Pero no toda inflamación es inflamación. La inflamación aguda puede ser buena, pero puede ser mala si persiste más allá del período de recuperación normal. En otras palabras, el problema no es la inflamación en , sino una inflamación temporal.

Muchos de nosotros estamos familiarizados con la inflamación asociada con las yemas de los dedos y el espacio entre los tobillos. Hay otras formas en que nuestro cuerpo responde a la inflamación, como fiebre, dolores de cabeza, dolor de estómago persistente e hinchazón.

Aunque la inflamación crónica puede causar síntomas físicos, los signos y síntomas suelen ser sutiles y pueden considerarse una «nueva normalidad» a medida que envejecemos.

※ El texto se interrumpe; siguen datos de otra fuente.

PR #283, opened 2016-06-01
Increase hard-coded timeout by order of magnitude

Ichimonji10:
Pulp Smash has a task polling function, `poll_task`, that waits for a
task to complete and then polls each task spawned by the current task.
This function includes a hard-coded time-out. This is intended to let
Pulp Smash continue testing, even if Pulp produces a never-ending task.

The time-out is currently set to 3+ minutes. [1] This is generally
reasonable, but frequently, one or several tasks will take more than
this long. This is problematic: Pulp Smash is not in the business of
enforcing performance metrics, and it should not fail simply because of
an annoying level of slowness.

Change the time-out to 30+ minutes. This is an enormously long period of
time for any single task, and it should produce very few false-positive
test errors.

### DIFF
--- a/pulp_smash/api.py
+++ b/pulp_smash/api.py
@@ -354,7 +354,10 @@ def poll_task(server_config, href):
     :raises pulp_smash.exceptions.TaskTimedOutError: If a task takes too
         long to complete.
     """
-    poll_limit = 36  # 36 * 5s == 180s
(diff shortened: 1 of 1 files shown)


Ichimonji10:
@seandst, you may appreciate this.

elyezer:
:+1:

En general, mantenerse hidratado es importante para que el cuerpo funcione correctamente y también puede prevenir enfermedades crónicas. Una revisión de 2019 en JCI Insight encontró que no mantenerse hidratado aumenta la incidencia de inflamación y enfermedades como demencia, insuficiencia cardíaca y enfermedad pulmonar crónica.

Nuestra sociedad siempre busca tratamientos de acción rápida, pero el tratamiento de este tipo de inflamación requiere más que una bolsa de hielo y es posible que no se realice de la noche a la mañana. Y tratar de revertir la inflamación con soluciones únicas solo conducirá a la frustración.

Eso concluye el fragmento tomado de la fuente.